Monday Morning Cup of Coffee takes a look at news across HousingWire’s weekend desk, with more coverage to come on bigger issues.
2018 is off to a bang, with leading economic indicators moving up and up.
At what point will the labor shortage begin to drag construction? Probably sooner than we think, looking over analyst reports over the weekend.
Is there anything we can do to stop it? Probably not.
President Trump recently got tax reform on the line and looks to start racking up victories, so supporting the labor market (we all know that looser immigration, not tighter, helps solve ^^^ our problem up there) won’t be near the legislative agenda.
So what is? Analysts at Goldman Sachs think two issues will be the subject of reform in 2018.
“First, a few smaller issues stand a good chance of enactment,” said the global analytics team in an email to clients. “Among these are health legislation that would incrementally stabilize the ACA and banking legislation that would make incremental changes to the Dodd-Frank Act.
So, say “Adios, Dodd-Frank,” Goldman says the president is coming for you.
Here’s the rest of the prediction:
“Second, Congress faces new fiscal deadlines. Spending authority expires January 19 and the debt limit must be raised by March. These deadlines could lead to near-term uncertainty but are also likely to lead to some additional fiscal stimulus. We expect spending caps to be lifted and a third round of disaster relief funding to be approved as part of the process.”
Keep in mind, Goldman makes bad decisions from time to time; Read on.
Nearly a year ago, Softbank Group announced an agreement to purchase real estate investment powerhouse Fortress Investment Group for $3.3 billion in cash.
That was a good move. But, investing in The Weinstein Company?
Distressed film producer The Weinstein Co. is nearing a sale for less than $500M, The Wall Street Journal reports, and shareholders might lose all their equity in the deal.
Without getting into the controversy surrounding the embattled Weinstein name, let’s just repeat that last line…. Shareholders in The Weinstein Company might lose it all.
Who are the investors in that company who also invest in housing finance? Well, both Goldman Sachs and Softbank are investors, and they could lose it all.
This is what we finance journos refer to as a “black swan.”
Speaking of major overhauls, the largest full-service residential real estate services company, Realogy, made several key organizational and executive leadership changes across its business units.
“We begin 2018 with an industry-leading market position, great brands, and technology/data scale,” said Ryan Schneider, Realogy’s chief executive officer and president. “The organizational changes we are making today are designed to accelerate our transformation and position our company for stronger business performance.”

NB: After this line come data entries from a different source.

PR #2480, opened 2024-06-27
Add a test for a bank-conflict-free transpose kernel with new swizzle

zasdfgbnm:
And make that test work


zasdfgbnm:
!build

csrc/id_model/indexing.cpp
```diff
@@ -43,30 +43,10 @@ IterDomain* getLoopPromotion(IterDomain* loop_id, const IdModel& id_model) {
   return loop_promotion_map_it->second;
 }
 
-// True if a given domain is a loop doamin of a given tensor and its
-// loop is partitioned with respect to the memory type of the tensor
-bool isPartitionedLoop(TensorView* tv, IterDomain* id) {
```
zasdfgbnm, line 48: Inlined into `getAllocationDomains`

csrc/id_model/indexing.cpp
```diff
@@ -43,30 +43,10 @@ IterDomain* getLoopPromotion(IterDomain* loop_id, const IdModel& id_model) {
...
-  return ir_utils::isMemoryPartitionedAcross(
-      tv->getMemoryType(), id->getParallelType());
-}
-
 bool isSizeOneDomain(IterDomain* id) {
   return id->isBroadcast() || id->isReduction() || id->extent()->isOneInt();
 }
 
-// True if a given domain of a tensor *may* require allocation
-bool mayRequireAllocation(TensorView* tv, IterDomain* id) {
```
zasdfgbnm, line 66: Inlined into `getAllocationDomains`

csrc/id_model/indexing.cpp
```diff
@@ -113,32 +93,33 @@ std::tuple<std::vector<IterDomain*>, std::vector<Val*>> getAllocationDomains(
       allocation_domains = tv->getLogicalDomain();
       contiguity = tv->domain()->contiguity();
     } else {
-      const auto inlining_pos = tv->getComputeAtPosition();
```
zasdfgbnm, line 116: In this function, currently there are multiple check points for which ID to skip. I feel that this is confusing, and indeed, it could miss IDs for some case. For example, if `tv->hasAllocation()` is true, then we will not remove grid parallelized IDs in the allocation domain if `tv` is smem tensor. I refactored this function to have a single check point regarding which ID to skip.

zasdfgbnm:
Note to myself: the following test does not pass for now. Work on it in my next PR.

```C++
TEST_F(SwizzleTest, Transpose2) {
  Fusion fusion;
  FusionGuard fg(&fusion);

  fusion.addInput(tv0);
  auto tv1 = set(tv0);
  auto tv2 = transpose(tv1, 0, 1);
  fusion.addOutput(tv2);
  tv1->setMemoryType(MemoryType::Shared);

  AbstractTensor smem_alloc{tv1->axis(0), tv1->axis(1)};

  std::vector<IterDomain*> dim0{tv1->axis(0), tv2->axis(1)};
  std::vector<IterDomain*> dim1{tv1->axis(1), tv2->axis(0)};

  AbstractTensor loop{dim0, dim1};
  loop.split(1, 32);
  loop.split(0, 32);
  loop.reorder({{1, 2}});
  loop.merge(0);
  // BIDx, 32, 32
  std::swap(loop[1][1], loop[2][1]);
  loop.merge(1);
  loop.split(1, 256);
  // BIDx, 4, TIDx

  for (auto id : loop[0].as<std::vector>()) {
    id->parallelize(ParallelType::BIDx);
  }
  for (auto id : loop[2].as<std::vector>()) {
    id->parallelize(ParallelType::TIDx);
  }

  auto uz = loop.unzip();
  tv1->setLoopDomain(uz[0].as<IterDomain*>());
  tv2->setLoopDomain(uz[1].as<IterDomain*>());

  smem_alloc.split(1, 32);
  smem_alloc.split(0, 32);
  smem_alloc.reorder({{1, 2}});
  smem_alloc.merge(0);
  smem_alloc.swizzle(SwizzleType::XOR, 1, 2);
  tv1->setAllocationDomain(smem_alloc.as<IterDomain*>(), true);

  EXPECT_NE(tv1->getLoopDomain()[0], tv1->getAllocationDomain()[0]);

  inlineMost();

  auto t = at::randn({10240, 10240}, options);
  FusionExecutor fe;
  fe.compileFusion(&fusion, {t});
  EXPECT_TRUE(getBankConflictInfo(fe.kernel()).empty());
  std::vector<at::Tensor> outputs = fe.runFusion({t});
  EXPECT_TRUE(at::equal(t.t(), outputs[0]));
}
```

zasdfgbnm:
!build

tests/cpp/test_swizzle.cpp
```diff
@@ -690,4 +695,56 @@ TEST_F(SwizzleTest, SwizzleInProducerProjection) {
...
+    id->parallelize(ParallelType::BIDx);
+  }
+  for (auto id : loop[2].as<std::vector>()) {
+    id->parallelize(ParallelType::TIDx);
+  }
+
+  auto ub = loop.unzip();
+  tv1->setLoopDomain(ub[0].as<IterDomain*>());
+  tv2->setLoopDomain(ub[1].as<IterDomain*>());
+  tv1->setAllocationDomain(smem_alloc.as<IterDomain*>(), true);
```
naoyam, line 737: Is this the reason of removing the check in `IterDomain::parallelize`? If `setLoopDomain` is done before `id->parallelize`, can we keep the check there?

zasdfgbnm: For this specific PR, yes, we can keep. But I don't think this check makes sense any more. Loop domain are no longer required to be leaf, so it makes no sense to assert that it has no use.

zasdfgbnm: Specifically, if don't parallelize the loop domain as `[4, TIDx{32*32/4}]`, but instead, as `[TIDy{32}, TIDx{32}]`, then this check will fail, even if we set loop domain first.

naoyam: I'd prefer keeping the check as long as we can. When the check was added, we did find a couple of inconsistent scheduling. Am I understanding correctly that we can still keep it for now?

naoyam: I'd be happy to change my mind then!

csrc/id_model/indexing.cpp
```diff
@@ -113,32 +93,33 @@ std::tuple<std::vector<IterDomain*>, std::vector<Val*>> getAllocationDomains(
...
+        ir_utils::isMemoryPartitionedAcross(tv->getMemoryType(), pt)) {
+      non_allocating_ids.insert(id);
+    }
+  }
+  const auto inlining_pos = tv->getComputeAtPosition();
+  if (!tv->isFusionInput() && !tv->isFusionOutput()) {
+    for (const auto i : c10::irange(inlining_pos)) {
+      auto loop_id = tv->getLoopDomain().at(i);
+      auto pt = loop_id->getParallelType();
+      if (!ir_utils::isMemorySharedAcross(tv->getMemoryType(), pt)) {
```
jacobhinkle, line 117: I suggest preserving the comment here.
```suggestion
      // If the position is left of the inlining position, no need to
      // allocate the domain unless it's shared. For example, if this
      // is a Shared tensor and the domain is parallelized with TID,
      // even if it's outside of the CA position, since the domain
      // is shared, it must be allocated.
      if (!ir_utils::isMemorySharedAcross(tv->getMemoryType(), pt)) {
```

jacobhinkle (approved):

zasdfgbnm:
@jacobhinkle @naoyam I rebased this PR, looks like no changes in `TensorIndexer` is required any more.

zasdfgbnm:
!build

naoyam (approved):
LGTM

jacobhinkle (approved):

zasdfgbnm:
!build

Toward those objectives, Realogy made the following, seven, major organizational changes, announced in a statement:
- Ryan Gorman was named president and chief executive officer of NRT, a residential real estate brokerage subsidiary of Realogy Corporation.
- Bruce Zipf, the former president and chief executive officer of NRT, has transitioned to the role of executive advisor to Realogy’s CEO.
- John Peyton, president and chief executive officer of Realogy Franchise Group, the company’s real estate franchise services segment, will expand his responsibilities to include oversight of two NRT businesses: the Corcoran businesses and the company-owned Sotheby’s International Realty brokerages.
- Realogy expects to announce the appointment of an executive vice president, chief technology officer in the next week, replacing Stephen Fraser, who previously served as senior vice president and chief information officer.
- Realogy has launched a search for a new president and chief executive officer of Cartus Corporation, the company’s relocation and affinity services segment.
- Kevin Kelleher, the former president and chief executive officer of Cartus, has transitioned to the role of executive advisor to Realogy’s CEO.
- Scott Becker, who currently leads Cartus’ affinity business, will serve as the interim leader for Cartus.
Aaaannnddd speaking of that labor shortage, you know, where not enough homes are being built? Well, Business Insider wrote a report about how San Francisco is solving its own housing shortage crisis.
Nope, they didn’t throw more workers and money at the issue, instead Silicon Valley came up with the following bright idea:
HomeShare is a startup that leases apartments in expensive new buildings and splices them into additional units, so more tenants can split the rent for less per person. A two-bedroom becomes fit for three after HomeShare installs an upholstered partition in the den.
Melia Robinson writes that in 2017, San Francisco renters paid an average price of more than $3,000 a month.
“People come here for opportunity, not to spend tons of money,” CEO Jeff Pang said.
About half of HomeShare customers are recent transplants who are “shell-shocked” by the rent prices. And the converted living rooms are the most commonly requested units because they’re the cheapest, according to Pang.
HomeShare, like any good real estate business, is already looking to expand into new markets.